The theory of eugenics is as old as Aristotle. It appears the fourth century BCE philosopher had suggested that ‘men should tie their left testicles prior to intercourse if they wanted a male child’! In ‘The case against perfection: ethics in the age of genetic engineering’ (2007), Michael J. Sandel discussed both the pros and cons of genetic engineering. As societies evolve, old mores give way to new norms. Sandel cites a character from the 1981 British historical film, ‘Chariots of Fire’. It was the story of two athletes, Eric Liddell, a devout Scottish Christian and Harold Abrahams, an English Jew who competed in the 1924 Paris Olympics. Prior to 1924, employing professional coaches for training to compete in amateur sport was scoffed at. It was considered ‘ungentlemanly’. Abrahams defied the custom as he felt that it was just a cover for anti-Semitism. The point being made is that today employing coaches is an accepted norm. In fact it is unimaginable for any athlete to go into high level competitions without a personal trainer.
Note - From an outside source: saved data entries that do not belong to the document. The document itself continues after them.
PR #287, opened 2015-04-25
Update README.md

githubashto:
Added email services.

### DIFF
--- a/README.md
+++ b/README.md
@@ -209,6 +209,11 @@ Table of Contents
   * https://postmarkapp.com - First 25,000 emails are free
   * https://www.zoho.com/mail/ - Free Email management and collaboration for up to 10 users.
   * http://moosend.com/ — Mailing list management service. Free account for 6 months for startups.
+  * https://sendsay.ru/ — 200 subscribers and 1,000 emails per month for free
+  * http://smartresponder.ru/l_en/ — 1,000 subscribers and 50,000 emails per month for free
+  * http://pechkin-mail.ru/ — 100 subscribers and 500 emails per month for free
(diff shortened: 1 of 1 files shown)


README.md
```diff
@@ -209,6 +209,11 @@ Table of Contents
   * https://postmarkapp.com - First 25,000 emails are free
   * https://www.zoho.com/mail/ - Free Email management and collaboration for up to 10 users.
   * http://moosend.com/ — Mailing list management service. Free account for 6 months for startups.
+  * https://sendsay.ru/ — 200 subscribers and 1,000 emails per month for free
```
ripienaar: might be missing it but cant find a english page for this, its probably useful but way too niche to be a russian language only one

ripienaar:
the 2 english language ones will fit the bill, but I think the pure russian language sites are too niche, if you can tweak the PR to remove those - or maybe there are english links I cant find - that'd be great

TraderStf:
If you allow me, I added few sites with only non-english language as this one, some with few different languages and or locations, why reject them?

GitHub has a lot of projects which are in a single non-english language and/or concerning a single country.

For me it is the same :-) I really don't care.
Have a nice sunday.
Stf

ripienaar:
You did? I recall blocking some pure non English ones but don't recall adding ones with no English part

As per my comments. Happy to add the ones that have multiple languages of course. 

---
R.I.Pienaar

TraderStf:
What I try to say is these niche ones might be useful, even if that specific.
A russian will prefer to use yandex cdn rather than one in US for its clients.
Bye :-)

ripienaar:
no response, feel free to re-open later

PR #294, opened 2015-04-28
Add Imagefly to "Storage and Media Processing"

joeshaw:
Imagefly is a responsive image service that does image resizing, transcoding to formats like WebP and JPEG XR, and other image optimizations.  It's free for 100 MB/month.


ripienaar:
thanks!

PR #298, opened 2015-05-01
added baas.io in BaaS section

imyaman:


ripienaar:
hmm, as it's only in korean I cant evaluate if its free or not or in beta or whats going on.  It also severly limits the general usefulness - and this list should serve a wide audience.

So I've not been taking sites that are only available in a non english language and while I cant confirm this is the case with this one I also dont take beta sites that dont show future paid versions will have a free tier for beta users

thanks for the effort but at least till there's an enlish site I cant evaluate it and accept it

imyaman:
Can I add README.ko.md?

ripienaar:
no sorry, the readme thing is only temporary this data is being moved into a website as i get a chance so that wont help :(

PR #299, opened 2015-05-01
Include Google App Engine under free email providers

johnmellor:
References:
- https://cloud.google.com/appengine/docs/quotas#Mail
- https://cloud.google.com/appengine/docs/quotas#Requests
- https://cloud.google.com/appengine/pricing#cost_resource


ripienaar:
thanks, but I prefer to list these big cloud companies with 10s of services just once else it will never end.

am working on a site that will support tags or something similar that should make it better to do this, but while this data is in this giant readme format it will just make it worse :(

PR #300, opened 2015-05-01
Added Stripe to Payment / Billing Integration

alotaiba:


ripienaar:
does it have a free tier?

alotaiba:
The only information I see is "2.9% + 30¢ per successful charge". I don't think they offer anything for free besides "No monthly fees, No refund costs, No hidden fees".

ripienaar:
then it doesn't seem suitable for a list of software with free tiers :(

sorry

PR #305, opened 2015-05-01
Add Visual Studio Code to IDE and Code Editing section

aaronkor:


ripienaar:
Thanks for the PR. The list is for hosted software as a service and not for download only software so not sure I will take this one sorry

---
R.I.Pienaar

aaronkor:
Oh missed that part. Sorry. Closing.

PR #310, opened 2015-05-03
added data mining cloud services

amaboura:
These are few Data mining cloud services i wanted to add.

Thanks for the list!

### DIFF
--- a/README.md
+++ b/README.md
@@ -410,3 +410,6 @@ Table of Contents
 
 ## Data mining
   * http://www.monkeylearn.com/ - Text mining in the cloud, 1,000 queries for free per month.
+  * https://wit.ai/ - NLP for developers
+  * http://azure.microsoft.com/en-us/services/machine-learning/ - Predictive Analytics in the cloud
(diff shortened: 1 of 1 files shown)


README.md
```diff
@@ -410,3 +410,6 @@ Table of Contents
 
 ## Data mining
   * http://www.monkeylearn.com/ - Text mining in the cloud, 1,000 queries for free per month.
+  * https://wit.ai/ - NLP for developers
+  * http://azure.microsoft.com/en-us/services/machine-learning/ - Predictive Analytics in the cloud
```
ripienaar: nice, but I dont want to list every service that these huge clouds have - else amazon ML belongs here too etcetc, it never ends.

Am working on a web site for this data which might have tags till then I think it's best if we dont duplicate things in this format.

rest looks good, do you mind removing this one?

ripienaar:
thanks, sorry for the late merge - github doesnt notify when you update a branch without commenting so I missed that you fixed it

PR #1120, opened 2019-09-17
replace datamaps.co with datamaps.world

caspg:
Datamaps.world is a next version of the datamaps.co platform. It offers paid plans but it also includes a generous free tier.


ripienaar:
Thank you :)

PR #1128, opened 2019-09-23
Correct a typo in currencystack.io description

bxio:
Under the payments/billing section, currencystack was listed as 
`currencystack.io — Production-re3ady real-time exchange rates for 154 currencies.`

We remove the stray `3`.


ripienaar:
Thank you :)

PR #1129, opened 2019-09-24
Adding render.com

bitsnaps:
A unified platform to build and run all your apps and web app free SSL, a global CDN, private networks and auto deploys from Git, free for static web page


ripienaar:
nice, thank you

PR #1131, opened 2019-10-01
Added veriphone.io

BENADIL:
Added veriphone.io to International Mobile Number Verification API and SDK


ripienaar:
sweet thanks

PR #1132, opened 2019-10-01
Adding drone.io

franciscofsales:
Free self-hosted and super powerful container-based CI/CD system


ripienaar:
Drone is great but unfortunately this list is not for self hosted software. 

Thanks for taking the time to contribute :)

PR #1139, opened 2019-10-09
Remove duplicate line for JetBrains Youtrack

varesa:
Additionally update the information as the number of free users allowed has changed


ripienaar:
thank you

PR #1161, opened 2019-10-18
Adds Ably Realtime as a BaaS provider

remotekieran:
Ably serves the same developers as BaaS providers on the list like Pusher, PubNub, and Streamdata.io.


ripienaar:
looks awesome thanks

PR #1162, opened 2019-10-18
added transposit, serverless API app builder

mooreds:
I added Transposit.com, including details about the free tier.


ripienaar:
Hmm, this looks sweet however ```That's why apps built in the first six months of beta will be free to run on our platform.``` doesnt that mean its only 6 months free? Then it wont do for this list I am afraid

mooreds:
You are totally correct. I was under the impression that public apps would be free forever, but that doesn't appear be the case based on the pricing doc. My bad.

ripienaar:
no sweat, we appreciate the contribution regardless :)

PR #1170, opened 2019-10-18
Updated Contentful Information

Shy:
We've modified our free plan to make it include more features. Just updating the line about Contentful to reflect that.


ripienaar:
nice, thanks for keeping it current

PR #1749, opened 2021-01-02
000webhost has ads on each pages

tomap:
See a quick test I did: https://tpi2-eu.000webhostapp.com/


ripienaar:
Thsnks

ripienaar:
Actually would just remove it tbh

tomap:
> Actually would just remove it tbh

You can :)

PR #1751, opened 2021-01-06
Adding Prepros.io to the IDE and Code Editing

aureq:
Adding Prepros.io to the IDE and Code Editing. Similar to VSCode but focused on web development. There is no functional difference between the free and paid version. The free version shows a dialog prompting you to upgrade at a random interval. You can buy a license to remove the dialog.


ripienaar:
Thnx

PR #1755, opened 2021-01-08
Renamed GitLab pages a more descriptive name

YoramGondwe:
>https://about.gitlab.com/product/pages/ was named gitlab.com and was not fully descriptive of the service, therefore, I changed it to GitLab Pages


ripienaar:
thanks

PR #1761, opened 2021-01-10
Add mailbluster

bitsnaps:
mailbluster is an email marketing software with free plan of 62k month and unlimited subscribers.


ripienaar:
thank you

abhay-ranawat:
Hey it’s now independent, it requires AWS account to send emails , so can it be included here ?
See here _“Yes, MailBluster sends and tracks emails through the user's Amazon account. MailBluster uses Amazon SES for sending and Amazon SNS for tracking emails.”_

bitsnaps:
> Hey it’s now independent, it requires AWS account to send emails , so can it be included here ?
I'm not sure if we can consider the free(mium) AWS account (I'm not using it) which I believe requires a valid visa card.

ripienaar:
Ah you're right, I missed this during review, I'll revert the PR

thank you so much @abhay-ranawat and @bitsnaps

PR #1763, opened 2021-01-12
Added unixtime API

rodenacker:
* [Unixtime](https://unixtime.co.za) - Free API to convert Unixtime to DateTime and vice versa.


ripienaar:
thanks

PR #1766, opened 2021-01-17
Updated postale.io mail entry

ReduxGB:
Postale.io changed their free plan recently, commit includes the updates to their plan.


ripienaar:
thank you

PR #1769, opened 2021-01-19
Formspree no longer requires exposing your email

daviddarnes:
Formspree now uses custom endpoints which can be created in your Formspree account without having to expose your email. More info here https://help.formspree.io/hc/en-us/articles/360056076314-Phasing-out-legacy-forms-email-URLs


ripienaar:
Thank you

PR #1772, opened 2021-01-20
Correct Localazy pricing information

honzabilek4:
I'm just fixing the misleading information on Localazy pricing. This should be more correct as per https://localazy.com/pricing


ripienaar:
Thank you. Often free tiers change. What once was unlimited becomes limited etc

PR #1779, opened 2021-01-22
docs: changes in gitlab ci free plan

kabaluyot:
The GitLab free minutes build time was changed from 2,000 minutes to 400 minutes last Sep 2020.

It's good to note also that the `usage quota` is measured per top-level group.

Please see this article: https://about.gitlab.com/releases/2020/09/01/ci-minutes-update-free-users/


ripienaar:
thanks

PR #1782, opened 2021-01-24
Add GitHub Actions

Tostisto:


ripienaar:
The CI/CD features of github is already listed in its existing listing, cant really realistically list these big multi faceted things under all possible categories - github would end up being listed 5 or 6 times. So not sure we should be adding this one.  We could perhaps expand the existing entry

Much of the opposition to genetic engineering stems from the negative connotations associated with eugenics. The objective of eugenics was to increase the proportion of healthy and intelligent individuals in the general population. Conversely the poor and unhealthy were prevented from conceiving by forced sterilisation. It is generally assumed that forced sterilisations as a measure of eugenics were practised only in Nazi Germany. According to a report published in the website PsychCentral.com, by the 1930s thirty states in the USA had sterilisation laws. Between 1927 when Carrie Buck, the first victim of the Virginia sterilisation law was sterilised and the 1970s, 65,000 Americans with ‘mental illness or developmental disabilities’ were sterilised. When the Buck case reached the Supreme Court, Justice Oliver Wendell Holmes ruled:
“It is better for all the world, if instead of waiting to execute degenerate offspring for crime or to let them starve for their imbecility, society can prevent those who are manifestly unfit from continuing their kind…Three generations of imbeciles are enough.” (See , Accessible from http://bit.ly/2mZHs8Q).
To forestall genetic engineering for ethical considerations amounts to throwing the baby out with the bathwater. Scientists believe that the key to finding remedies for diseases like thalassemia and cancer is in genetic engineering.
When the banking industry introduced information technology tools in the 1980s doomsday predictors hollered that it would lead to thousands going out of employment. We live in a world of over the counter (OTC) remedies and food supplements for growth and beauty enhancement. Not an hour passes when we don’t see bamboozling advertisements about them on television. Bariatric surgery and cosmetic surgery for beauty enhancement are fairly common with only the cost being the limiting factor. Would it be the only limiting factor for ‘made to order babies’ too? Or are ethics involved?
Should we in the end accept and live with advances in genetic engineering or heed the warning of Mary Shelly and Aldous Huxley about ‘Promethean hubris’? The last word in the debate is yet to be pronounced!